# Drop Bb with Ec-1000?



## Breakdown (Oct 6, 2009)

I might buy an ec 1000 vb maybe today (if the guy hasnt sold it yet) but I want to know how stable drop B or Bb tuning would be on it (without some ridiculously thick strings I.E 68's). Ive seen a lot of bands that tune to drop B or lower using the eclipse models (the acacia strain, Parkway drive, Architects (uk) ) but in most cases I also see the other guitarist has an mh-400nt or other 25.5 " scale guitar (which im think might be to make up for the EC's muddiness). I love the way ESP/LTD's sound and I like the ec 1000 but how would it sound in tunings that low and would it intonate well? I know I would need thick strings but I dont want to use anything thicker than a 59 or 60
Or should I just get a 25.5 scale guitar (im also thinking of getting a MH 400nt or h-1001)? 
thanks for reading guys.


----------



## BlindingLight7 (Oct 6, 2009)

I'm not going to bother to read anything you typed, But Drop Bb is fine on a 24'7 scale. I'd go with 12-60 gauge strings...I tune to Bb on my 7 with a 56, so 60 should be the equal...maybe even a 58.


----------



## Adam Of Angels (Oct 6, 2009)

I know that Mark (mrp5150) and I have done it before. In fact, I've tuned almost every single one of my 6 strings this way in the past. A .60 gauge string should be plenty.


----------



## zimbloth (Oct 6, 2009)

I'm a former EC1000VB owner and I think my experiences may be of interest to you...

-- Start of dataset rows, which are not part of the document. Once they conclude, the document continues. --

PR #14181, opened 2024-03-26
fix(@wallet): prevent collectibles error due to irrelevant chain state

dlipicar:
### What does the PR do

Only use relevant (i.e. contained in the current filter) chains and addresses to determine the Collectible Model's state.


stefandunca (approved):
👍

alaibe (approved):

First of all, this guitar is a great value. It plays great, sounds great, very high quality and nice feature set for the price. However... there were issues with it tuning it down to B or lower.

The issue isn't the scale length. The tension was fine, it was able to intonate fine. The main problem I ran into was the nut is not slotted for heavy gauge strings, so when I went from the stock 9s or 10s to a 12-52 set (pretty light by B tuning standards but I find lighter B strings sound better), the strings were sitting on top of the nut causing high action.

So, basically... be prepared to have work done on the nut (or have a new nut made) if you want to enjoy the sweet low action and comfort like it comes stock. Especially if you plan on using something like a .060 gauge.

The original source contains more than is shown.